Issue #1163, opened 2021-03-01
Support Globalnet EgressIPs at the cluster level


sridhargaddam:
**What would you like to be added**:
As part of [Globalnet Enhancement](https://github.com/submariner-io/enhancements/pull/22),
by default a configurable number of globalIPs will be allocated to the Cluster.
This request is to allocate the required number of globalIPs and configure the necessary
IPTable Egress rules that apply at the cluster scope.

Instead of using an IPset with individual pod IPs, we can use the PodCIDR to match the sourceIPs in the iptable/IPset rules.
This way we can avoid programming any explicit rules for supporting Hostnetworking use-cases as well.

tpantelis:
bump

PR #1360, opened 2021-05-25
Add ClusterGlobalEgressIP controller

tpantelis:
Related to https://github.com/submariner-io/submariner/issues/1163

### DIFF
--- a/pkg/globalnet/controllers/cluster_egressip_controller.go
+++ b/pkg/globalnet/controllers/cluster_egressip_controller.go
@@ -1,0 +1,141 @@
+/*
+SPDX-License-Identifier: Apache-2.0
+
+Copyright Contributors to the Submariner project.
+
+Licensed under the Apache License, Version 2.0 (the "License");
+you may not use this file except in compliance with the License.
+You may obtain a copy of the License at
+
+    http://www.apache.org/licenses/LICENSE-2.0
+
+Unless required by applicable law or agreed to in writing, software
+distributed under the License is distributed on an "AS IS" BASIS,
+WITHOUT WARRANTIES OR CONDITIONS OF ANY KIND, either express or implied.
+See the License for the specific language governing permissions and
+limitations under the License.
+*/
+package controllers
+
+import (
+	"context"
+	"fmt"
+
+	"github.com/submariner-io/admiral/pkg/federate"
+	"github.com/submariner-io/admiral/pkg/syncer"
+	"github.com/submariner-io/admiral/pkg/util"
+	submarinerv1 "github.com/submariner-io/submariner/pkg/apis/submariner.io/v1"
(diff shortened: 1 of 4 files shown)


pkg/globalnet/controllers/cluster_egressip_controller.go
```diff
@@ -0,0 +1,117 @@
...
+
+func (c *clusterGlobalEgressIPController) process(from runtime.Object, numRequeues int, op syncer.Operation) (runtime.Object, bool) {
+	clusterGlobalEgressIP := from.(*submarinerv1.ClusterGlobalEgressIP)
+
+	klog.Infof("Processing %sd %#v", op, clusterGlobalEgressIP)
+
+	switch op {
+	case syncer.Create:
+		prevStatus := clusterGlobalEgressIP.Status
+		requeue := c.onCreate(clusterGlobalEgressIP)
```
sridhargaddam, line 107: Here we should check the name of the object as we only support cluster-default for now.

From the enhancement PR:
```
When Submariner Globalnet is deployed in a Cluster, it auto-allocates the configured number of globalIPs and programs the necessary egress rules on the active Gateway node of the Cluster. This is done internally by creating ClusterGlobalEgressIP CR object with the name cluster-default. Users can query the CR to check the allocated GlobalIPs at the Cluster level. If admin creates additional ClusterGlobalEgressIP CRs that match the Cluster scope, the status field of those CRs will be marked as error with appropriate message. Basically only cluster-default object will be supported.
```
Link: https://github.com/submariner-io/enhancements/blob/devel/submariner/globalnet-enhancement2-0.md

sridhargaddam: Cool. I see that you are already handling it in onCreate method. Nice.

pkg/globalnet/controllers/types.go
```diff
@@ -25,6 +25,8 @@ import (
 	"github.com/submariner-io/submariner/pkg/globalnet/controllers/ipam"
 )
 
+const ClusterGlobalEgressIPName = "cluster-egress-ip.submariner.io"
```
sridhargaddam: In the enhancement PR we have used `cluster-default`, but if you think `cluster-egress-ip` is a better name, we can do that. However, since it could be more than a single IP, what do you suggest?

tpantelis: We can omit the "_ip_" part, "_cluster-egress.submariner.io_".  I qualified it with our domain to further ensure uniqueness as we do with label names.  I saw that u/s qualifies well-known CR names with "_k8s.io_".

tpantelis: Updated in last push.

sridhargaddam (approved):
Thanks @tpantelis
....
Required action: A word-for-word transcription of all the data is needed.

Answer:
Issue #1163, opened 2021-03-01
Support Globalnet EgressIPs at the cluster level


sridhargaddam:
**What would you like to be added**:
As part of [Globalnet Enhancement](https://github.com/submariner-io/enhancements/pull/22),
by default a configurable number of globalIPs will be allocated to the Cluster.
This request is to allocate the required number of globalIPs and configure the necessary
IPTable Egress rules that apply at the cluster scope.

Instead of using an IPset with individual pod IPs, we can use the PodCIDR to match the sourceIPs in the iptable/IPset rules.
This way we can avoid programming any explicit rules for supporting Hostnetworking use-cases as well.

tpantelis:
bump

PR #1360, opened 2021-05-25
Add ClusterGlobalEgressIP controller

tpantelis:
Related to https://github.com/submariner-io/submariner/issues/1163

### DIFF
--- a/pkg/globalnet/controllers/cluster_egressip_controller.go
+++ b/pkg/globalnet/controllers/cluster_egressip_controller.go
@@ -1,0 +1,141 @@
+/*
+SPDX-License-Identifier: Apache-2.0
+
+Copyright Contributors to the Submariner project.
+
+Licensed under the Apache License, Version 2.0 (the "License");
+you may not use this file except in compliance with the License.
+You may obtain a copy of the License at
+
+    http://www.apache.org/licenses/LICENSE-2.0
+
+Unless required by applicable law or agreed to in writing, software
+distributed under the License is distributed on an "AS IS" BASIS,
+WITHOUT WARRANTIES OR CONDITIONS OF ANY KIND, either express or implied.
+See the License for the specific language governing permissions and
+limitations under the License.
+*/
+package controllers
+
+import (
+	"context"
+	"fmt"
+
+	"github.com/submariner-io/admiral/pkg/federate"
+	"github.com/submariner-io/admiral/pkg/syncer"
+	"github.com/submariner-io/admiral/pkg/util"
+	submarinerv1 "github.com/submariner-io/submariner/pkg/apis/submariner.io/v1"
(diff shortened: 1 of 4 files shown)


pkg/globalnet/controllers/cluster_egressip_controller.go
```diff
@@ -0,0 +1,117 @@
...
+
+func (c *clusterGlobalEgressIPController) process(from runtime.Object, numRequeues int, op syncer.Operation) (runtime.Object, bool) {
+	clusterGlobalEgressIP := from.(*submarinerv1.ClusterGlobalEgressIP)
+
+	klog.Infof("Processing %sd %#v", op, clusterGlobalEgressIP)
+
+	switch op {
+	case syncer.Create:
+		prevStatus := clusterGlobalEgressIP.Status
+		requeue := c.onCreate(clusterGlobalEgressIP)
```
sridhargaddam, line 107: Here we should check the name of the object as we only support cluster-default for now.

From the enhancement PR:
```
When Submariner Globalnet is deployed in a Cluster, it auto-allocates the configured number of globalIPs and programs the necessary egress rules on the active Gateway node of the Cluster. This is done internally by creating ClusterGlobalEgressIP CR object with the name cluster-default. Users can query the CR to check the allocated GlobalIPs at the Cluster level. If admin creates additional ClusterGlobalEgressIP CRs that match the Cluster scope, the status field of those CRs will be marked as error with appropriate message. Basically only cluster-default object will be supported.
```
Link: https://github.com/submariner-io/enhancements/blob/devel/submariner/globalnet-enhancement2-0.md

sridhargaddam: Cool. I see that you are already handling it in onCreate method. Nice.

pkg/globalnet/controllers/types.go
```diff
@@ -25,6 +25,8 @@ import (
 	"github.com/submariner-io/submariner/pkg/globalnet/controllers/ipam"
 )
 
+const ClusterGlobalEgressIPName = "cluster-egress-ip.submariner.io"
```
sridhargaddam: In the enhancement PR we have used `cluster-default`, but if you think `cluster-egress-ip` is a better name, we can do that. However, since it could be more than a single IP, what do you suggest?

tpantelis: We can omit the "_ip_" part, "_cluster-egress.submariner.io_".  I qualified it with our domain to further ensure uniqueness as we do with label names.  I saw that u/s qualifies well-known CR names with "_k8s.io_".

tpantelis: Updated in last push.

sridhargaddam (approved):
Thanks @tpantelis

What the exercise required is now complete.